Exercise objective = Please copy every line from the records below that contains the string "provideNoopSkyAnimations".

Stored data entries =
***
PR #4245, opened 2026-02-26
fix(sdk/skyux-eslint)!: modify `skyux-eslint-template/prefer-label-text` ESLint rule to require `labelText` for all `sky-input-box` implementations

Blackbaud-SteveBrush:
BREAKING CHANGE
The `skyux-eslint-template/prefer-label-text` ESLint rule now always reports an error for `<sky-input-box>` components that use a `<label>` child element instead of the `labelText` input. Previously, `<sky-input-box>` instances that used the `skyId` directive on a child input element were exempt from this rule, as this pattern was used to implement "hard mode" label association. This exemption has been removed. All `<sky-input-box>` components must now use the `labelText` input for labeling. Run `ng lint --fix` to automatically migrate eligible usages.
***
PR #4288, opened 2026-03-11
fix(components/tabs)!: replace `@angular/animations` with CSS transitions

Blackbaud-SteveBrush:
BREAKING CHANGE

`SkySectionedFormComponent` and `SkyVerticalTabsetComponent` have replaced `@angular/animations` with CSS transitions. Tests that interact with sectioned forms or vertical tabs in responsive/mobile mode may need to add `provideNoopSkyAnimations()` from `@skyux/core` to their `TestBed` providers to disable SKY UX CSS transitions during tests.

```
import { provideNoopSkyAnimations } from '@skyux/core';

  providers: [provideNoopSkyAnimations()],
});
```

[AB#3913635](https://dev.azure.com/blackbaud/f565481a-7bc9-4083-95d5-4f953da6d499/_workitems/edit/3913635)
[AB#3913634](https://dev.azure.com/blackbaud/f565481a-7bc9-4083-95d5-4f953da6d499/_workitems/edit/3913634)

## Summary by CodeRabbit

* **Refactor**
***
Expected output =
`SkySectionedFormComponent` and `SkyVerticalTabsetComponent` have replaced `@angular/animations` with CSS transitions. Tests that interact with sectioned forms or vertical tabs in responsive/mobile mode may need to add `provideNoopSkyAnimations()` from `@skyux/core` to their `TestBed` providers to disable SKY UX CSS transitions during tests.
import { provideNoopSkyAnimations } from '@skyux/core';
  providers: [provideNoopSkyAnimations()],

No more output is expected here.